Directions:
Pull every line containing the word "usage" from the records.

Data shown:
PR #1194, opened 2025-01-07
Support snapshot_download for ModelScope 

wangxingjun778:
1. Refer to www.modelscope.cn
2. Specify the `model_id` to download from the Modelscope Hub
3. Speed up the download process especially for CN users

### DIFF
--- a/llms/mlx_lm/requirements.txt
+++ b/llms/mlx_lm/requirements.txt
@@ -1,4 +1,4 @@
-mlx>=0.19.2
+mlx>=0.22.0
 numpy
 transformers[sentencepiece]>=4.39.3
 protobuf
--- a/llms/mlx_lm/requirements.txt
+++ b/llms/mlx_lm/requirements.txt
@@ -4,4 +4,3 @@ transformers[sentencepiece]>=4.39.3
 protobuf
 pyyaml
 jinja2
-modelscope
--- a/llms/mlx_lm/requirements.txt
+++ b/llms/mlx_lm/requirements.txt
@@ -4,3 +4,4 @@ transformers[sentencepiece]>=4.39.3
 protobuf
 pyyaml
 jinja2
+modelscope
--- a/llms/mlx_lm/utils.py
+++ b/llms/mlx_lm/utils.py
@@ -353,9 +353,13 @@ def stream_generate(
         tokenizer = TokenizerWrapper(tokenizer)
 
     if not isinstance(prompt, mx.array):
-        prompt = mx.array(
-            prompt if isinstance(prompt, list) else tokenizer.encode(prompt)
-        )
+        if isinstance(prompt, str):
+            # Try to infer if special tokens are needed
+            add_special_tokens = tokenizer.bos_token is None or not prompt.startswith(
+                tokenizer.bos_token
+            )
+            prompt = tokenizer.encode(prompt, add_special_tokens=add_special_tokens)
+        prompt = mx.array(prompt)
 
     detokenizer = tokenizer.detokenizer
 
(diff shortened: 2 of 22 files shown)


llms/mlx_lm/utils.py
```diff
@@ -153,22 +160,39 @@ def get_model_path(path_or_hf_repo: str, revision: Optional[str] = None) -> Path
...
+                        allow_patterns=[
+                            "*.json",
+                            "*.safetensors",
+                            "*.py",
+                            "tokenizer.model",
+                            "*.tiktoken",
+                            "*.txt",
+                        ],
+                    )
                 )
```
awni, line 195:
```suggestion
            if use_modelscope:
                revision = revision or "master"
            model_path = Path(
                snapshot_download(
                    repo_id=path_or_hf_repo,
                    revision=revision,
                    allow_patterns=[
                        "*.json",
                        "*.safetensors",
                        "*.py",
                        "tokenizer.model",
                        "*.tiktoken",
                        "*.txt",
                    ],
                )
            )
```

llms/mlx_lm/utils.py
```diff
@@ -15,7 +16,13 @@
 
 import mlx.core as mx
 import mlx.nn as nn
-from huggingface_hub import snapshot_download
+
+use_modelscope = os.getenv('MLX_USE_MODELSCOPE', 'False').lower() == 'true'
```
awni, line 20: I'm debating about this as an environment variable 🤔 .. an alternative is to put the provider in the path ilke:

```
modelscope:reponame
```

That would also let us distinguish local vs hf in cases where it's ambiguous.

yingdachen: we are open to discussions. here is our take:

1. currently local vs hf-repo is not distinguished with a provider prefix, local is always preferred, we will only look in hf when the no local path exist.
2. requiring adding a prefix for hf, such as 'hf:reponame', may not seem a good idea, since it is a breaking change and will require updating all sample codes on hf model cards.
3. using environment variable allows the identical code to be used for both hf and modelscope, user only needs to set up an environment variable once, across multiple model usage. this is more aligned with why users may opt for modelscope: for some reason, they cannot access hf in their environment. 

again, we can take either approach preferred by mlx project, but we think it is worthwhile to share our thoughts on why we chose the environment variable approach in the first place :)

btw, there is also a mlx-community org on modelscope: https://www.modelscope.com/organization/mlx-community, which provides gateway for mlx model usage where hf is not accessible.  all community members  are welcome to join.

awni: Thanks, I would definitely not want to break back-compatability. So I was thinking the search process could be:

1. Check if there is a prefix (e.g. `modelscope:`, `local:`, `hf:`) and prefer that.
2. Otherwise fallback to the default search behavior.

But I think what you have now is also fine for the time being and simpler from an implementation standpoint so let's leave it.

awni:
Would you mind addressing the other comments, then we can merge this?

wangxingjun778:
Has been tested in the following envs:
  * MBP M4
  * macOS  15.1.1
 
Example:
```python

model, tokenizer = load("Qwen/Qwen2.5-0.5B-Instruct")

prompt = "Write a story about Einstein"

messages = [{"role": "user", "content": prompt}]
prompt = tokenizer.apply_chat_template(
    messages, add_generation_prompt=True
)

text = generate(model, tokenizer, prompt=prompt, verbose=True)
```

Run and get results:
image

wangxingjun778:
If there are no further comments, we can merge this.  :)

llms/mlx_lm/requirements.txt
```diff
@@ -4,3 +4,4 @@ transformers[sentencepiece]>=4.39.3
 protobuf
 pyyaml
 jinja2
+modelscope
```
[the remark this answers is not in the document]
wangxingjun778: remove modelscope

awni (approved):
Thanks for the addition!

Written answer:
3. using environment variable allows the identical code to be used for both hf and modelscope, user only needs to set up an environment variable once, across multiple model usage. this is more aligned with why users may opt for modelscope: for some reason, they cannot access hf in their environment. 
btw, there is also a mlx-community org on modelscope: https://www.modelscope.com/organization/mlx-community, which provides gateway for mlx model usage where hf is not accessible.  all community members  are welcome to join.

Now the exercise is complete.